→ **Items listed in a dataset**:
┏━━

PR #133, opened 2020-04-24
b/154877853: add dns_resolver_address

TAOXUY:
Add the flag --dns_resolver_address for --[dns](https://github.com/cloudendpoints/esp/blob/0704a6f23eb4685b0e6b88e54be5245de8964fd1/start_esp/start_esp.py#L740) in esp.


tests/env/components/ports.go
```diff
@@ -222,7 +224,8 @@ func NewPorts(testId uint16) *Ports {
 		DiscoveryPort:             base + 3,
 		AdminPort:                 base + 4,
 		FakeStackdriverPort:       base + 5,
-		JwtRangeBase:              base + 6,
+		DnsResolverPort:           base + 6,
```
nareddyt, line 227: Also need to change `portNum` on line 140

tests/integration_test/dns_resolver_test.go
```diff
@@ -0,0 +1,76 @@
...
+	"github.com/GoogleCloudPlatform/esp-v2/tests/env"
+	comp "github.com/GoogleCloudPlatform/esp-v2/tests/env/components"
+	"github.com/GoogleCloudPlatform/esp-v2/tests/env/platform"
+)
+
+func fullDns(dns string) string {
+	return dns + "."
+}
+
+func TestDnsResolver(t *testing.T) {
```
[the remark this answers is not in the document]
nareddyt: Also test how Envoy handles the case where DNS resolve is unavailable. Does it prevent startup? Or fail during API traffic?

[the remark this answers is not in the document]
TAOXUY: That is a good point. Add the failed case where envoy will reject request by `503 unhealthy upstream` after failing to resolve the domain name.

tests/env/components/ports.go
TAOXUY: Thanks!

docker/generic/start_proxy.py
```diff
@@ -496,6 +496,18 @@ def make_argparser():
         the location of the service account credentials JSON file. If the option is
         omitted, the proxy contacts the metadata service to fetch an access token.
         '''.format(creds_key=GOOGLE_CREDS_KEY))
+
+    parser.add_argument(
+        '--dns_resolver_address',
+        help='''
+        The IP address or the IP address followed with port number used to
```
qiwzhang, line 503: maybe just:

IP address of the DNS resolver

src/go/configgenerator/cluster_generator.go
```diff
@@ -196,6 +198,24 @@ func makeJwtProviderClusters(serviceInfo *sc.ServiceInfo) ([]*v2pb.Cluster, erro
 	return providerClusters, nil
 }
 
+func parseDnsResolverAddress(address string) (string, uint32, error) {
+	arr := strings.Split(address, ":")
```
qiwzhang, line 202: can we re-use util.ParseURL() 

or 
create a new function ParseHostPort() so the code can be shared

src/go/configgenerator/cluster_generator.go
```diff
@@ -205,6 +225,26 @@ func makeBackendCluster(opt *options.ConfigGeneratorOptions, brc *sc.BackendRout
 		LoadAssignment:       util.CreateLoadAssignment(brc.Hostname, brc.Port),
 	}
 
+	if opt.DnsResolverAddress != "" {
+		host, port, err := parseDnsResolverAddress(opt.DnsResolverAddress)
+		if err != nil {
+			return nil, fmt.Errorf("fail to parse dnsResolverAddress: %v", err)
+		}
+
+		c.DnsResolvers = []*corepb.Address{
```
qiwzhang, line 234: It seems that Envoy support multiple resolvers.   Should we support multiple?

My thought:  Most likely, users only need to use one.  it will be very very rare need to have 2.  
But since it is easy to support multiple,  why don't we just support it?
my concern is if we design this flag to only support one,  later if we want to support multiple with the same flag, it may break, not backward compatible.

src/go/configgenerator/cluster_generator_test.go
```diff
@@ -579,6 +579,134 @@ func TestMakeBackendRoutingCluster(t *testing.T) {
...
+					},
+				},
+			},
+			BackendAddress:     "http://127.0.0.1:80",
+			DnsResolverAddress: "127.0.0.1:53",
+			wantedCluster: &v2pb.Cluster{
+				Name:                 "bookstore.endpoints.project123.cloud.goog_local",
+				ConnectTimeout:       ptypes.DurationProto(20 * time.Second),
+				ClusterDiscoveryType: &v2pb.Cluster_Type{v2pb.Cluster_LOGICAL_DNS},
+				LoadAssignment:       util.CreateLoadAssignment("127.0.0.1", 80),
```
qiwzhang, line 613: This cluster config looks weird,  cluster address is already IP,  it doesn't need DNS resolver. 

maybe we can put in a check,  if host is ready IP,  not need to add DNS resolver.

src/go/configmanager/flags/flags.go
```diff
@@ -60,6 +60,12 @@ var (
 	SslMaximumProtocol = flag.String("ssl_maximum_protocol", "", "Maximum TLS protocol version for Downstream connections.")
 	RootCertsPath      = flag.String("root_certs_path", util.DefaultRootCAPaths, "Path to the root certificates to make TLS connection.")
 	EnableHSTS         = flag.Bool("enable_strict_transport_security", false, "Enable HSTS (HTTP Strict Transport Security).")
+	DnsResolverAddress = flag.String("dns_resolver_address", "", `The IP address or the IP address followed with port number used to
```
qiwzhang, line 63: can we simplify the help text?

src/go/configgenerator/cluster_generator.go
qiwzhang, line 234: We need to add dns_resovler for all clusters;  service control,  jwks_url,  service_management, iam

src/go/configgenerator/cluster_generator_test.go
TAOXUY: Why not leave envoy to handle IP address by itself?

src/go/configgenerator/cluster_generator.go
TAOXUY: add to all clusters

TAOXUY: Done

src/go/configgenerator/cluster_generator.go
TAOXUY: This method is so hard to share so still put in dns_resolver file

docker/generic/start_proxy.py
TAOXUY: Use `address of DNS resolver` since users can assign PORT also.

TAOXUY:
Done with the functional part and integration test. Will add unit test later. 

Now once the flag is set, the dns resolvers will be added to all clusters. For those clusters using IP addresses, it fine since:
- envoy will know it is IP and won't try to resolve it.
- If we don't configure it, the default [dns resolver](https://github.com/envoyproxy/envoy/blob/0b0213fdc38eb0d0346659cf90bd4c502cadb00c/api/envoy/api/v2/cluster.proto#L674) will be configured anyway.

PTAL

docker/generic/start_proxy.py
```diff
@@ -498,12 +498,14 @@ def make_argparser():
...
     parser.add_argument(
-        '--dns_resolver_address',
+        '--dns_resolver_addresses',
         help='''
-        The IP address or the IP address followed with port number used to
-        resolve the domain name of backend. It should be in format of IP_ADDR
-        or IP_ADDR:PORT. For the IP_ADDR case, the default DNS port 52 will be
-        used.
+        The addresses of dns resolvers. Each address should be in format of
+        IP_ADDR or IP_ADDR:PORT and they are separated by '.';. For the IP_ADDR
```
qiwzhang, line 504: the example in the help text make me believe I can specify two ip addresses by
--dns_resolver_addresses=a.a.a.a  --dns_resolver_addresses=b.b.b.b

Is this supported,  if so,  it will be great. 

If no, please don't use this in the example.  

There is a typo in separated by '.'

TAOXUY: Done

TAOXUY:
PTAL

docker/generic/start_proxy.py
```diff
@@ -496,6 +496,18 @@ def make_argparser():
         the location of the service account credentials JSON file. If the option is
         omitted, the proxy contacts the metadata service to fetch an access token.
         '''.format(creds_key=GOOGLE_CREDS_KEY))
+
+    parser.add_argument(
+        '--dns_resolver_addresses',
```
JLXIA, line 501: also add --dns for espv1 compability.

TAOXUY: Done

┗━━

→ **Work to complete**: Search the records above for the string "where". Copy every line that contains it.

→ **Exercise output**:
nareddyt: Also test how Envoy handles the case where DNS resolve is unavailable. Does it prevent startup? Or fail during API traffic?
TAOXUY: That is a good point. Add the failed case where envoy will reject request by `503 unhealthy upstream` after failing to resolve the domain name.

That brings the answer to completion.